In de eerste instantie geldt dit alleen voor gebouwen die vallen onder gevolgklasse 1 (zie vraag 2). Later volgen de gevolgklassen 2 en 3.

Vraag 2 Wkb: Wat is een bouwwerk conform Gevolgklasse 1?

In eerste instantie gaat de Wkb alleen gelden voor bouwwerken die vallen onder ‘Gevolgklasse 1’. Welke bouwwerken onder gevolgklasse 1 vallen staat in het Bouwbesluit en Besluit bouwwerken leefomgeving (zie vraag 3). Wat houdt dat precies in?

Bij bouwwerken onder Gevolgklasse 1 kun je denken aan bouwwerken die vergunningsplichtig zijn, zoals:

  •  grondgebonden woningen;
  •  woonbote;
  •  vakantiewoningen;
  • bedrijfspanden;
  •  en fiets- en voetgangersbruggen (niet over rijks- of provinciale wegen) met maximaal 20 meter overspanning. 

Bouwwerken die de meeste cumelaondernemers niet dagelijks plaatsen. Wel zijn veel cumelabedrijven erbij betrokken als het om de voorbereidingen gaat. 

Hoe zit dat dan?

Bouwwerken die op dit moment vergunningvrij zijn blijven ook vergunningvrij. Er geldt voor vergunningvrije bouwwerken dus geen plicht om een instrument voor kwaliteitsborging toe te passen. Natuurlijk moeten vergunningvrije bouwwerken wel aan de algemene regels volgens het Bouwbesluit en het Burgerlijk Wetboek (zie vraag 4) voldoen.

Vergelijking cumelawerkzaamheden

Het is lastig om de bovenstaande omschrijving van Gevolgklasse 1 te vertalen naar cumelawerkzaamheden. Hierbij denken we aan: 

  • bouwrijp maken (voorbelasting, bouwwegen);
  • woonrijp maken;
  • grondwerk;
  • aanleg riolering (vergunningvrij);
  • aanleg straatwerk;
  • landmeetkundige werkzaamheden;
  • beschoeiingen, duikers en damwanden (bouwwerken, maar meestal vergunningvrij);
  • en vverticale en horizontale drainage.

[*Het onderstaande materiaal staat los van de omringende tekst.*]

Issue #8900, opened 2021-11-18
Doxygen does not support emphasis of file extensions


RochaStratovan:
I am trying to add emphasis to a file extension. It renders fine in a markdown viewer. Doxygen doesn't render it correctly.

Example markdown
```
2. If a script is applicable to ***both*** Windows and Linux it will not have a
   trailing **.bat** or **.sh** extention.
```

<br>

Markdown render example 1

![image](https://user-images.githubusercontent.com/40575252/142476226-b3d44edc-31d5-475f-acf0-601ee1b7b8cd.png)

<br>
Markdown render example 2

![image](https://user-images.githubusercontent.com/40575252/142476339-adc326fb-81ca-4fa3-823d-58132d255ed7.png)

<br>
Doxygen render

![image](https://user-images.githubusercontent.com/40575252/142476432-709601fb-1543-4484-a797-58cd65e864c8.png)

albert-github:
Most likely a bug in the doxygen markdown interpreter, though a `.` always has a special handling, but seems to be a problem when it is at the first, non-blank, position after the start of a style element like bold, emphasis, struikethrough.


Note: always mention the doxygen version used (`doxygen -v`), the differences in the doxygen settings compared to the default settings (`doxygen -x Doxyfile`), so in general (for the future):
- Can you please attach a, small, self contained example (source+configuration file in a tar or zip) that allows us to reproduce the problem? Please don't add external links as they might not be persistent.
- Please also specify the **full** doxygen version used (`doxygen -v`).

albert-github:
From the documentation:

> 5.3.4 Emphasis and strikethrough limits
> Unlike standard Markdown and Github Flavored Markdown doxygen will not touch internal underscores or stars or
tildes, so the following will appear as-is:
>    `a_nice_identifier`
> Furthermore, a * or _ only starts an emphasis and a ~ only starts a strikethrough if
> • it is followed by an alphanumerical character, and
> • it is preceded by a space, newline, or one the following characters `<{([,:;`
>
> An emphasis or a strikethrough ends if
> • it is not followed by an alphanumerical character, and
> • it is not preceded by a space, newline, or one the following characters `({[<=+-\@`


The span of the emphasis or strikethrough is limited to a single paragraph.

So the problem looks like it is well documented and thus usage.

@doxygen should we allow the punctuation characters as suggested by the Merriam-Webster?

From https://en.wikipedia.org/wiki/Alphanumeric:
[...]

Issue #10696, opened 2024-02-28
Italic doesn't italicize parentheses


Hi-Angel:
**Describe the bug**

While writing non-code markdown documentation I noticed that Doxygen has failed to render many `*`-symbols all over the text. Upon reducing this to a minimal testcase it turns out Doxygen fails with it meets this syntax: `some text *(some remark about the text)*`. As I always italize remarks, these asterixes are all over the place.

**Expected behavior**

In the opened browser window the `(italic)` part of text is italic.

**To Reproduce *(in terms of terminal commands)***

```haskell
λ cat mainpage.md
# Test

This is *(italic)*.
λ doxygen -g Doxyconfig


Configuration file 'Doxyconfig' created.

Now edit the configuration file and enter

  doxygen Doxyconfig

to generate the documentation for your project
λ sed -i 's/^USE_MDFILE_AS_MAINPAGE\s*=/USE_MDFILE_AS_MAINPAGE = mainpage.md/g' Doxyconfig
λ doxygen Doxyconfig
[…]
λ xdg-open html/index.html
```

**Version**
* doxygen version `1.10.0 (GIT-NOTFOUND)`, from the Archlnux repo
* `lsb_release -a`
    ```
    LSB Version:    n/a
    Distributor ID: Arch
    Description:    Arch Linux
    Release:        rolling
    Codename:       n/a
    ```

albert-github:
The problem is originating from `markdown.cpp`:
```
int Markdown::Private::processEmphasis(std::string_view data,size_t offset)
{
  AUTO_TRACE("data='{}' offset={}",Trace::trunc(data),offset);
  const size_t size = data.size();

  if ((offset>0 && !isOpenEmphChar(data.data()[-1])) || // invalid char before * or _
      (size>1 && data[0]!=data[1] && !(isIdChar(data[1]) || extraChar(data[1]) || data[1]=='[')) || // invalid char after * or _
      (size>2 && data[0]==data[1] && !(isIdChar(data[2]) || extraChar(data[2]) || data[2]=='[')))   // invalid char after ** or __
  {
    return 0;
  }
```
and 
```
#define extraChar(c) \
  (c=='-' || c=='+' || c=='!' || \
   c=='?' || c=='$' || c=='@' || \
   c=='&' || c=='*' || c=='%')
```

@doxygen Is there a reason why `(` as not in this list of allowed extraChar characters?
Especially as `[` is explicitly added  (could be in the #define!)

[...]

Issue #8902, opened 2021-11-18
Doxygen markdown doesn't work for quoted values


RochaStratovan:
I have markdown that has a quoted value that we want emphasized. It works fine in standard markdown renders, but does not work in Doxygen renders.

I tried emphasizing just the contents, and then the contents and the quotes. Neither works.

Example markdown
```
"Internal Emphasis"

"External Emphasis"
```

Markdown Render Example:

![image](https://user-images.githubusercontent.com/40575252/142497452-4cabcec5-552f-4660-ab04-1e4b5442d8cc.png)

Doxygen Render Example:

![image](https://user-images.githubusercontent.com/40575252/142497567-99890360-23bd-4cb3-ae1a-edb35c622099.png)

albert-github:
In your example I don't see any settings for `bold` so looks like this has been omitted.
- Can you please attach a, small, self contained example (source+configuration file in a tar or zip) that allows us to reproduce the problem? Please don't add external links as they might not be persistent.
- Please also specify the **full** doxygen version used (`doxygen -v`).

albert-github:
I think we have here, nearly, the same situation as with #8900 though we now have `"` as non alphanumeric character, that as such can again need some extra processing.

@doxygen what to do with this?

Hi-Angel:
Should be fixed by https://github.com/doxygen/doxygen/pull/10910

albert-github:
Looks indeed to be fixed by #10910, so solved in the mean time.

PR #10910, opened 2024-05-29
markdown: fix emphasis with extra characters

Hi-Angel:
This fixes a number of problems with emphasis in markdown, specifically #10696 #8900 #8902. 

With these changes applied out of [this @RochaStratovan's comment](https://github.com/doxygen/doxygen/issues/8900#issuecomment-974549812) the situation with problematic rendering looks currently like this:

Screenshot_20240530_221854

### DIFF
--- a/src/markdown.cpp
+++ b/src/markdown.cpp
@@ -78,11 +78,12 @@ enum class ExplicitPageResult
    (c>='0' && c<='9') || \
    (static_cast<unsigned char>(c)>=0x80)) // unicode characters
 
+// is character allowed right at the beginning of an emphasis section
 #define extraChar(c) \
   (c=='-' || c=='+' || c=='!' || \
    c=='?' || c=='$' || c=='@' || \
    c=='&' || c=='*' || c=='%' || \
-   c=='[')
+   c=='[' || c=='(')
 
 // is character at position i in data allowed before an emphasis section
 #define isOpenEmphChar(c) \
--- a/src/markdown.cpp
+++ b/src/markdown.cpp
@@ -81,7 +81,8 @@ enum class ExplicitPageResult
 #define extraChar(c) \
   (c=='-' || c=='+' || c=='!' || \
    c=='?' || c=='$' || c=='@' || \
-   c=='&' || c=='*' || c=='%')
+   c=='&' || c=='*' || c=='%' || \
+   c=='[')
 
 // is character at position i in data allowed before an emphasis section
 #define isOpenEmphChar(c) \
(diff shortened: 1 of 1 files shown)


RochaStratovan:
This is a great start!

However it doesn't quite get all the issues reported with #8900 

The issues that I see missing are highlighted in the following image.

image

Thank you for the improvements so far!

Hi-Angel:
@RochaStratovan right, I decided to fix the low-hanging fruit for now. The ones you highlighted in yellow require more digging *(because they're broken elsewhere)*.

The PR should fix #8900 however, because the report is about a word italic + bold combinations not working for a word starting with dot. The ones you highlighted are indeed mentioned in comments, but I think they deserve a separate report, especially seeing how those bugs reside elsewhere in the code.

Hi-Angel:
…not saying I wouldn't want to fix everything, because honestly all of these are likely pretty simple bugs. But I kind of swamped with other personal stuff right now and only have that much time.

RochaStratovan:
Good points, @Hi-Angel , thank you for the help/progress so far. I appreciate it.

albert-github:
@Hi-Angel 

- In general I think as well that indeed a set of excluded characters would be better.
- I'm wondering actually why `{` is not in the list.
- I'm wondering a bit why closing brackets aren't in the list (might have to do with constructs like: `fie(int **);`).
- I looked in the ASCII table and saw some more characters that are not in the list, might also have a special reason.

doxygen:
If I remember correctly, one of the reasons I was careful with the allowed characters is to prevent breaking auto-links, e.g.

```c++
/** @file
 *  See foo(int *x,int *y) for more info.
 */

/** A function */
void foo(int *x ,int *y) {}
```

Probably the current implementation is too conservative, although at the same time, writing `foo(int *,int* y)` will break things (with or without this pull request) so it is hard to combine doxygen's markup features that are predating Markdown, with the Markdown syntax 100% of the time.

Hi-Angel:
FTR, given that the changes discussed reside inside function called `processEmphasis`, I think it's fair to assume that if the function got called then auto-linking *(if there was any)* already broke, otherwise that text would've been skipped from processing by `processEmphasis`.

doxygen:
@Hi-Angel I've fix another case to better support backticks. The markup for text within double quotes remains untouched however. Changing this will have a bigger impact.

As for the way doxygen parses the comments; Markdown processing is used as a preprocessing step and will internally translate the markup into doxygen's natively supported markup commands. Auto-links are resolved in that later step. So ideally the Markdown processor should detect auto-links and leave them untouched.

Hi-Angel:
Hello, sorry, I just noticed the issues enlisted weren't closed when `fixed but not released` label was removed. I closed one of them as I was the author, but I'm afraid the other two has to be closed by someone with maintainer permissions 😊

In de zin van de Wkb zijn dit geen bouwwerken. Behalve:

  •  riolering;
  •  waterkeringen;
  •  beschoeiingen;
  •  duikers;
  •  en damwanden. 

Maar deze bouwwerken zijn veelal vergunningsvrij. De Wkb is dan niet van toepassing. De aangescherpte bouwregels uit de Wet Kwaliteitsborging lijken dus niet erg van invloed te zijn op de bovenstaande werkzaamheden.

Vraag 3 Wkb: Wettelijk kader Gevolgklasse 1

Artikel 2.17 van het Besluit bouwwerken leefomgeving (Bbl):

1. Categorieën bouwwerken als bedoeld in artikel 7ab, eerste lid, van de Woningwet zijn te bouwen bouwwerken die vallen onder gevolgklasse 1 als bedoeld in het tweede lid en die geen bouwwerk zijn als bedoeld in artikel 2.27.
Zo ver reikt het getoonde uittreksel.